オスロ合意調印式・1993年。ラビン首相(左)とアラファトPLO議長。=場所:ホワイトハウス・ローズガーデン 写真:クリントン・ライブラリーより=
パレスチナ和平は卵の殻のように脆かった。たった2人のユダヤ教極右青年がぶち壊したのだから。
順を追って話そう。半世紀にわたって続いてきたパレスチナとイスラエルの血塗られた争いに終止符を打つ画期的な取り決めがあった。『オスロ合意』(1993年)である。
パレスチナ側はテロを止め、イスラエル側は占領地を返す。土地と平和の交換である。
調印者はイスラエル側がラビン首相。パレスチナ側がアラファトPLO議長。両者とも民族の英雄である。
第3次中東戦争(1967年)の際、将軍ラビンはわずか6日間で、ヨルダン川西岸(ウエストバンク)を奪取、占領した。
国土を持たなかったため世界中を彷徨い虐待されてきたユダヤ人にとって、「土地を返す」のは身を切り取られるに等しい。
それでもイスラエルの人々はオスロ合意を呑んだ。「ラビンが取り返してくれた土地をラビンが返すのだったら仕方がない」と言って。
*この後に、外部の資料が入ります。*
PR #8, opened 2020-09-02
Solution

uni-8:
- [DEMO LINK](https://uni-8.github.io/react_goods-selector/)

### DIFF
--- a/src/App.js
+++ b/src/App.js
@@ -14,11 +14,87 @@ const goodsFromServer = [
   'Garlic',
 ];
 
-const App = () => (
-  <div className="App">
-    <h1>Selected good: -</h1>
-    {goodsFromServer.length}
-  </div>
-);
+class App extends React.Component {
+  state = {
+    selectedGood: '',
+  }
+
+  addSelection = (event, good) => {
+    if (!event.ctrlKey) {
+      this.setState({ selectedGood: good });
+
+      return;
+    }
+
+    event.stopPropagation();
+
+    if (this.state.selectedGood.includes(good)) {
+      this.setState(state => (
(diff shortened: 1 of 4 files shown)


KaterinaSavvova (approved):

src/App.js
```diff
@@ -14,11 +15,86 @@ const goodsFromServer = [
...
+  }
+
+  addSelection = (event, item) => {
+    if (!event.ctrlKey) {
+      this.setState({ selectedGood: item });
+
+      return;
+    }
+
+    event.stopPropagation();
```
vkryvytskyy, line 30: why do you use it?

src/App.js
```diff
@@ -14,11 +15,86 @@ const goodsFromServer = [
...
+
+    if (this.state.selectedGood.includes(item)) {
```
vkryvytskyy, line 32: use destructuring

src/App.js
```diff
@@ -14,11 +15,86 @@ const goodsFromServer = [
...
+
+        <p>
+          All goods:
+          {' '}
+          {goodsFromServer.length}
+        </p>
+
+        <ul className="App__list">
+          {goodsFromServer.map(item => (
+            <li key={Math.random()}>
```
vkryvytskyy, line 82: don't use random as key, use `item`(it's a unique string, i believe)

vkryvytskyy (changes requested):
image
looks strange in firefox

src/App.js
uni-8: i thought it was necessary for proper work

vkryvytskyy (approved):

PR #111, opened 2021-01-16
solution

Pasha5555:
[DEMO LINK](https://pasha5555github.io/react_goods-selector/)

### DIFF
--- a/src/App.js
+++ b/src/App.js
@@ -14,11 +14,88 @@ const goodsFromServer = [
   'Garlic',
 ];
 
-const App = () => (
-  <div className="App">
-    <h1>Selected good: -</h1>
-    {goodsFromServer.length}
-  </div>
-);
+class App extends React.Component {
+  state = {
+    selected: [],
+  }
+
+  toAdd = (good) => {
+    if (!this.state.selected.includes(good)) {
+      this.setState(prevState => ({
+        selected: [...prevState.selected, good],
+      }));
+    }
+  }
+
+  toRemove = (good) => {
+    this.setState((prevState) => {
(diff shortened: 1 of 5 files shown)


zhenya-mezhueva (approved):

src/App.js
```diff
@@ -14,11 +14,88 @@ const goodsFromServer = [
...
+
+      return {
+        selected: prevState.selected,
+      };
+    });
+  }
+
+  clearSelection = () => {
+    this.setState({
+      selected: '',
```
varseniuk, line 46: 'selected' in your state is initially an array. Why it becomes a string here?
That's why we need propTypes (or typeScript). We always should stick to one data type

src/App.js
```diff
@@ -14,11 +14,88 @@ const goodsFromServer = [
...
+          className="button-clear buttons"
+          onClick={this.clearSelection}
+        >
+          Clear
+        </button>
+        <ul className="list">
+          {goodsFromServer.map(good => (
+            <li
+              key={good}
+              className={selectedArr.includes(good) ? 'selected' : ''}
```
varseniuk, line 71: It's a good case to use ClassNames library. Or 
```suggestion
              className={selectedArr.includes(good) && 'selected'}
```

varseniuk (changes requested):

src/App.js
Pasha5555: Консоль скаржиться що клас не заданий якщо юзати &&

varseniuk: And that's why we need ClassNames library

varseniuk (approved):
👍

PR #112, opened 2021-01-17
Develop

VinnieJ-2k20:
- [DEMO LINK](https://VinnieJ-2k20.github.io/react_goods-selector/)

### DIFF
--- a/src/App.js
+++ b/src/App.js
@@ -14,11 +14,85 @@ const goodsFromServer = [
   'Garlic',
 ];
 
-const App = () => (
-  <div className="App">
-    <h1>Selected good: -</h1>
-    {goodsFromServer.length}
-  </div>
-);
+class App extends React.Component {
+  state = {
+    selectedGood: null,
+    header: null,
+  }
+
+  markSelectedGood = (event, product) => {
+    const { selectedGood } = this.state;
+    const item = event.target.closest('.list__item');
+
+    if (selectedGood) {
+      selectedGood.classList.remove('list__item--selected');
+    }
+
+    item.classList.add('list__item--selected');
+
+    this.setState({
+      selectedGood: item,
+      header: product,
+    });
+  }
+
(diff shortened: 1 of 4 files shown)


tamara-ostapets (approved):
great work 🌟

src/App.js
```diff
@@ -14,11 +14,102 @@ const goodsFromServer = [
...
+  state = {
+    selectedGoods: [],
+    products: [],
+  }
+
+  addOrRemoveSelectedGood = ({ target }, product) => {
+    this.setState(({ selectedGoods, products }) => {
+      const item = target.closest('.list__item');
+
+      item.classList.toggle('list__item--selected');
```
varseniuk, line 27: Let's not use DOM methods. Only React

src/App.js
```diff
@@ -14,11 +14,102 @@ const goodsFromServer = [
...
+        products: newProducts,
+      };
+    });
+  }
+
+  clearSelectedGoods = (event) => {
+    const { selectedGoods } = this.state;
+
+    selectedGoods.forEach((item) => {
+      item.classList.remove('list__item--selected');
```
varseniuk, line 53: Same here - don't use DOM methods

varseniuk (changes requested):

VinnieJ-2k20:
Indeed, turns out it all can be done in a much more simple way.

src/App.js
```diff
@@ -14,11 +15,88 @@ const goodsFromServer = [
...
+      selectedGoods: [],
+    });
+  }
+
+  printHeader = () => {
+    const { selectedGoods } = this.state;
+
+    if (selectedGoods.length === 0) {
+      return '';
+    }
```
varseniuk, line 50: You don't need this. If your array is empty (length === 0), it will just return nothing and the string will be empty

varseniuk (approved):
Good. Read my comment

ベングビール国家安全保障相。=写真:クネセット(イスラエル国会)より=
画期的な和平合意を結んだアラファトとラビンにはノーベル平和賞が贈られて当然だった。誰もが平和が訪れるものと思った。
ところがラビンはユダヤ教の極右青年に暗殺される。現場はテルアビブ市役所前広場、凶器はピストルだった。1995年11月4日。歴史が暗転し始めた日だった。
世界を震撼させたラビン暗殺をめぐって、驚愕の事実が浮かびあがる。
ベングビール青年(現国家安全保障相=写真2段目)がラビンの車から、エンブレム(飾り金具)を剥がし、戦利品のごとく見せびらかしていたのだ。
極右界隈にラビンの警備が緩いことが知れ渡る。それが凶行へと結びついて行った。ベングビールは犯人ではないが、結果として暗殺を唆したことになる。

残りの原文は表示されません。